PR #645, opened 2020-02-04
Taba town map cleanup

yairm210:


yairm210:
Hm
I'm not sure why the first 5 commits are even considered here =/
I'll try to 'reset' my develop branch to Tuxmon's, I'm probably working wrong

bitcraft:
@yairm210 don't worry about the commits.  i squash before merging so only a single commit is added with all the changes.

mods/tuxemon/maps/map1.tmx
```diff
@@ -277,20 +277,18 @@
     <property name="cond2" value="is player_at"/>
    </properties>
   </object>
-  <object id="78" name="Player's House Sign" type="event" x="624" y="736" width="16" height="16">
+  <object id="78" name="Player's House Sign" type="event" x="624" y="720" width="16" height="16">
```
bitcraft: Why is the Y value changing here (and in other events)?

yairm210: Relevant to the next time - it's because we're changing from 'player is here' position to 'object is here' position, which is 1 up

PR #646, opened 2020-02-04
Taba town map cleanup

yairm210:
I have learnt never to touch the develop branch on my own and to always create individual branches for PRs 🤕


bitcraft:
Cool thanks for updating the map.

┄┄┄┄┄┄

Could every record be printed again exactly as it reads?

PR #645, opened 2020-02-04
Taba town map cleanup

yairm210:


yairm210:
Hm
I'm not sure why the first 5 commits are even considered here =/
I'll try to 'reset' my develop branch to Tuxmon's, I'm probably working wrong

bitcraft:
@yairm210 don't worry about the commits.  i squash before merging so only a single commit is added with all the changes.

mods/tuxemon/maps/map1.tmx
```diff
@@ -277,20 +277,18 @@
     <property name="cond2" value="is player_at"/>
    </properties>
   </object>
-  <object id="78" name="Player's House Sign" type="event" x="624" y="736" width="16" height="16">
+  <object id="78" name="Player's House Sign" type="event" x="624" y="720" width="16" height="16">
```
bitcraft: Why is the Y value changing here (and in other events)?

yairm210: Relevant to the next time - it's because we're changing from 'player is here' position to 'object is here' position, which is 1 up

PR #646, opened 2020-02-04
Taba town map cleanup

yairm210:
I have learnt never to touch the develop branch on my own and to always create individual branches for PRs 🤕


bitcraft:
Cool thanks for updating the map.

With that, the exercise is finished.